_What the exercise asks_. Your output should be the entries below, from the first line up to and including the line with "Add two new", reproduced exactly and with no other lines.

Collected data entries
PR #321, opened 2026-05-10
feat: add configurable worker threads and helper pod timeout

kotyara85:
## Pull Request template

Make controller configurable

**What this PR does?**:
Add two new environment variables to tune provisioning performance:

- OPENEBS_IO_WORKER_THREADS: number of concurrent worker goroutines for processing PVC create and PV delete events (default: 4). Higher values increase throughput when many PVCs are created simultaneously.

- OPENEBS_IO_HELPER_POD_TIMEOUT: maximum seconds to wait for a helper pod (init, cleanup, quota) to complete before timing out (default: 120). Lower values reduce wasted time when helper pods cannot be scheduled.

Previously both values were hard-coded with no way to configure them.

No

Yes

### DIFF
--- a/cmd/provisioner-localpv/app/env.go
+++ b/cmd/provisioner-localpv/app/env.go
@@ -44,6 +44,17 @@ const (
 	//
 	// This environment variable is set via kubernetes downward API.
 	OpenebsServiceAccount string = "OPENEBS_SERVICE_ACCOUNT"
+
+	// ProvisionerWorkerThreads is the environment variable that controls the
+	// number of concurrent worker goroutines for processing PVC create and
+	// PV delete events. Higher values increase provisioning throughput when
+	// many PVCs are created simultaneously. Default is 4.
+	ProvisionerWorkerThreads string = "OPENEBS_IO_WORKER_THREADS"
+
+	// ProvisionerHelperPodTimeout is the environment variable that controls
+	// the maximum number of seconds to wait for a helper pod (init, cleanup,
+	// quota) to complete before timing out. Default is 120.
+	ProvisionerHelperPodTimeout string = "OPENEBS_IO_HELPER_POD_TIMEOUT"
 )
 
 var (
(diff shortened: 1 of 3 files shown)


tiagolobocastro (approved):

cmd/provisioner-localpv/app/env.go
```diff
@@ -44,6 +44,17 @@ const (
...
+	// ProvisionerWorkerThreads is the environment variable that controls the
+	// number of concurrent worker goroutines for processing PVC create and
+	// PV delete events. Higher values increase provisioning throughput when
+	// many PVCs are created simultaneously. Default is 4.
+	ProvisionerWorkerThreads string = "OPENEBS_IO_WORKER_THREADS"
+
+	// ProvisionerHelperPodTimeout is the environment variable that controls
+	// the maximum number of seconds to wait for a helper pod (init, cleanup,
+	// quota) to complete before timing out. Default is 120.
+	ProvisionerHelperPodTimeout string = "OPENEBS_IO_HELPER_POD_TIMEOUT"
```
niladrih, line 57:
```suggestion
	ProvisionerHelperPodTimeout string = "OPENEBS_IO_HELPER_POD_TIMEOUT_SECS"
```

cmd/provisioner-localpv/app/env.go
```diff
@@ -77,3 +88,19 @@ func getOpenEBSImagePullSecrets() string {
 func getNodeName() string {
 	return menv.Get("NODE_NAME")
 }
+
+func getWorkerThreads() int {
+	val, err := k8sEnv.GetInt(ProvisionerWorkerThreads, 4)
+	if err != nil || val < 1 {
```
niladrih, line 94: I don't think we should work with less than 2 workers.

_Result of the task_.
PR #321, opened 2026-05-10
feat: add configurable worker threads and helper pod timeout

kotyara85:
## Pull Request template

Make controller configurable

**What this PR does?**:
Add two new environment variables to tune provisioning performance:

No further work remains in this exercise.